February 26, 5PM – 7PM • Seaside Institute, Seaside, FL | Benefiting Alaqua Animal Refuge
Jamie Zimchek: Narrative Abstracts
On Sunday, February 26, please join us from 5PM – 7PM at the Seaside Institute to view the NARRATIVE ABSTRACTS series by artist Jamie Zimchek, benefiting Alaqua Animal Refuge. As part of the evening, Andrès Duany, founder of New Urbanism, will speak about the imminent challenges and prospects of an authentic, non-commercial arts culture along Scenic Highway 30A.
A community affair in support of the arts and new urbanism, Dan Bailey, owner of Amavida Coffee will serve his traditional community paella alongside Jenifer Kuntz, owner of Raw & Juicy, who is baking up and bringing guilt-free Mudslide Pie and vegan chocolate chip cookies. Frasier Hansen owner of Idyll Hounds Brewery will be serving his locally brewed beer. Lyndon Jackson, son of local singer-songwriting legend, Tim Jackson, will be photographing the evening. Kristeena Gearheart is bringing in the sounds as DJ Lady Muse. There will also be wine, water and good times for all.
Works of art from Jamie’s NARRATIVE ABSTRACTS series range from $200 to $4,000 and will include paintings of Scenic Highway 30A and the new urbanist towns of Seaside, Rosemary Beach and Alys Beach.
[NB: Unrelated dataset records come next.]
PR #13921, opened 2021-12-23
docs: Explain _until_screen_change return value

kalikiana:
This came up as a question in chat, and might be useful for others.

### DIFF
--- a/lib/utils.pm
+++ b/lib/utils.pm
@@ -871,6 +871,9 @@ againg if the screen has not changed within C<$wait_change> seconds after
 the C<assert_and_click>. Returns the number of attempts made.
 C<$wait_change> defaults to 2 (seconds) and C<$repeat> defaults to 3.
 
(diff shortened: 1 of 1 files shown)


lib/utils.pm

Proceeds benefit the artist, the event, and Alaqua Animal Refuge – a private, nonprofit animal sanctuary committed to serving the Emerald Coast as the premier no-kill refuge, providing protection, shelter and care to animals in need; a full-service animal adoption center; and a peaceful, proactive animal welfare advocate through educational outreach and community programs.
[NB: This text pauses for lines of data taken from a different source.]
PR #13927, opened 2021-12-27
Add snmp test

asdil12:
Ticket: https://progress.opensuse.org/issues/99633
http://kazhua.qa.suse.de/tests/52

### DIFF
--- a/tests/network/snmp.pm
+++ b/tests/network/snmp.pm
@@ -1,0 +1,70 @@
+# SUSE's openQA tests
+#
+# Copyright 2021 SUSE LLC
+# SPDX-License-Identifier: FSFAP
+#
+# Package: net-snmp
+# Summary: Test smtp server and client tools.
+# Maintainer: QE Core <qe-core@suse.de>
+
+use base 'opensusebasetest';
+use warnings;
+use strict;
+use testapi;
+use utils;
+
+sub run {
+    my $self = shift;
+    $self->select_serial_terminal;
+
+    zypper_call 'in net-snmp';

The Seaside Institute is dedicated to engagement, arts, education, and innovation and serves as the center of civic debate, creative expression, intellectual nourishment, and advanced thinking along Scenic Highway 30A, as well as serving as a national platform for education in New Urbanism.
The Seaside Institute is located at 138 Smolian Circle at Assembly Hall, on the north side of the Lyceum – across the green from the Seaside School. Text or call Anne Hunter at 214-641-1048 for directions or more information.
About the Artist:
Jamie Zimchek was born near Sacramento, California in 1978. She received a BA in Humanities at Newbold College in the UK in 1998, and her MA in Middle East & Mediterranean Studies from King’s College London in 1999. She worked as a freelance photographer, journalist, and college lecturer in both the U.S. and the U.K., supplemented by extensive solo travels through Asia, Africa, the Caribbean, South America, and Europe, before returning to the United States nearly a decade later. Her travel photography and writing have appeared in international magazines, newspapers, and online travel guides; her graphic design work included commissions from the Ethiopian Ambassador to the US. She has painted in oil since her late teens, but it wasn’t until 2008 that she truly transitioned to fine art alone, with work exhibited at Gallery 5 in Richmond, VA and the Baron & Ellie Gordon Galleries in Norfolk, VA, as well as private collections world-wide. Her nomadic instincts, love for design, and history-oriented background heavily inform a multi-media approach that seeks to provide fresh perspective on traditional ideas of beauty and truth. Zimchek’s fine art focus could be described as a mélange of minimalist landscapes and mixed media abstracts that explore the interplay of ideas as they impact the context of memory, time, and place. Her accessory line includes hand painted silk scarves and minimalist jewelry designs in fine metals, both heavily influenced by art and architecture. Her works are collected internationally and locally represented by the Newbill Collection off Ruskin Place in Seaside.
Pulling from her experiences as an academic, traveler and writer, Jamie Zimchek’s artworks are a cerebral synthesis of ideas and social constructs. Her mixed media paintings, or “narrative abstracts” are a form of story-telling, weaving together hints of urban spaces and colorful landscapes from remembered places. On a subtle level, her paintings present visual clues that ask necessary questions – often playfully – about identity of place. More overtly they’re a bold arrangement of colors and arranged spaces punctuated with words and mark making.